Word for word, copy the entire listing.

----------------------------------------

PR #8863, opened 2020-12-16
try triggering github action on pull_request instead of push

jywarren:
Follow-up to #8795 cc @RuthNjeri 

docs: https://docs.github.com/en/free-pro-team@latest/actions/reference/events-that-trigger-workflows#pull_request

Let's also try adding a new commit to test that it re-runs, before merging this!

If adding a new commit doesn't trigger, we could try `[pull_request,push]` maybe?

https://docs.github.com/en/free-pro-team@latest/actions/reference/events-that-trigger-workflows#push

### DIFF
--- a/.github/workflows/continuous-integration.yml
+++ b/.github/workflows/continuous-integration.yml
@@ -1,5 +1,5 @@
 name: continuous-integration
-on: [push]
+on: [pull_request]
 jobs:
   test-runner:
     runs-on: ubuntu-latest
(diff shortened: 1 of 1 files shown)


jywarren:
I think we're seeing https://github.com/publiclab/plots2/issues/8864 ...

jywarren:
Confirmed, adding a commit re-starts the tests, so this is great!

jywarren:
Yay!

----------------------------------------

- _Answer area_
PR #8863, opened 2020-12-16
try triggering github action on pull_request instead of push

jywarren:
Follow-up to #8795 cc @RuthNjeri 

docs: https://docs.github.com/en/free-pro-team@latest/actions/reference/events-that-trigger-workflows#pull_request

Let's also try adding a new commit to test that it re-runs, before merging this!

If adding a new commit doesn't trigger, we could try `[pull_request,push]` maybe?

https://docs.github.com/en/free-pro-team@latest/actions/reference/events-that-trigger-workflows#push

### DIFF
--- a/.github/workflows/continuous-integration.yml
+++ b/.github/workflows/continuous-integration.yml
@@ -1,5 +1,5 @@
 name: continuous-integration
-on: [push]
+on: [pull_request]
 jobs:
   test-runner:
     runs-on: ubuntu-latest
(diff shortened: 1 of 1 files shown)


jywarren:
I think we're seeing https://github.com/publiclab/plots2/issues/8864 ...

jywarren:
Confirmed, adding a commit re-starts the tests, so this is great!

jywarren:
Yay!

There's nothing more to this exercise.